In law enforcement jargon, a suspect is a known person accused or suspected of committing a crime. Police and reporters in the United States often use the word suspect as a jargon when referring to the perpetrator of the offense (perp in dated U.S. slang). However, in official definition, the perpetrator is the robber, assailant, counterfeiter, etc.—the person who committed the crime. The distinction between suspect and perpetrator recognizes that the suspect is not known to have committed the offense, while the perpetrator—who may not yet have been suspected of the crime, and is thus not necessarily a suspect—is the one who did. The suspect may be a different person from the perpetrator, or there may have been no actual crime, which would mean there is no perpetrator.

A common error in police reports is a witness description of the suspect (as a witness generally describes a perpetrator, while a mug shot is of  a suspect).
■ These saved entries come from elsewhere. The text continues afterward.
Issue #256, opened 2019-07-15
mesh: mesh_getOrders fillableTakerAssetAmount is a number


dekz:
Looks like the return data from the `mesh_getOrders` contains a `fillableTakerAssetAmount` encoded as a number rather than a string.

#178
#179

PR #259, opened 2019-07-15
zeroex: Marshal AcceptedOrderInfo properly

fabioberger:
This PR makes sure to Marshal the `fillableTakerAssetAmount` field in AcceptedOrderInfo into a string.

Fixes: #256


albrow:
@fabioberger I think you need to add an `UnmarshalJSON` method like in https://github.com/0xProject/0x-mesh/pull/216.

Frequently it is stated that police are looking for the suspect, when there is no suspect; the police could be looking for a suspect, but they are surely looking for the perpetrator, and very often it is impossible to tell from such a police report whether there is a suspect or not.

Possibly because of the misuse of "suspect" to mean "perpetrator", police in the late 20th and early 21st century began to use person of interest, possible suspect, and even possible person of interest,  to mean suspect.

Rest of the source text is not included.